▶ PROBLEM
Below is a set of records. Please retype every one exactly.

▶ EXERCISE INPUTS
**********
PR #370, opened 2015-10-24
whitelist FreeBSD also in plugins

mmoll:
otherwise foreman-installer won't work, even with the foreman module disabled:
`Error: fibsd: ovirt_provision_plugin does not support osfamily FreeBSD at /usr/local/share/foreman-installer/modules/foreman/manifests/plugin/ovirt_provision/params.pp:28 on node fibsd.local`

### DIFF
--- a/manifests/plugin/ovirt_provision/params.pp
+++ b/manifests/plugin/ovirt_provision/params.pp
@@ -24,6 +24,9 @@ class foreman::plugin::ovirt_provision::params {
         }
       }
     }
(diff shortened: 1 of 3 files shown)


mmoll:
I'd like to see this in 1.10 RC2 :stars:

domcleal:
Merged as 6689e58 with a whitespace fix.  Thanks @mmoll!

I'll try and do a patch release of the module with that cherry picked.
**********
▶ ANSWER TO THIS PROBLEM
PR #370, opened 2015-10-24
whitelist FreeBSD also in plugins

mmoll:
otherwise foreman-installer won't work, even with the foreman module disabled:
`Error: fibsd: ovirt_provision_plugin does not support osfamily FreeBSD at /usr/local/share/foreman-installer/modules/foreman/manifests/plugin/ovirt_provision/params.pp:28 on node fibsd.local`

### DIFF
--- a/manifests/plugin/ovirt_provision/params.pp
+++ b/manifests/plugin/ovirt_provision/params.pp
@@ -24,6 +24,9 @@ class foreman::plugin::ovirt_provision::params {
         }
       }
     }
(diff shortened: 1 of 3 files shown)


mmoll:
I'd like to see this in 1.10 RC2 :stars:

domcleal:
Merged as 6689e58 with a whitespace fix.  Thanks @mmoll!

I'll try and do a patch release of the module with that cherry picked.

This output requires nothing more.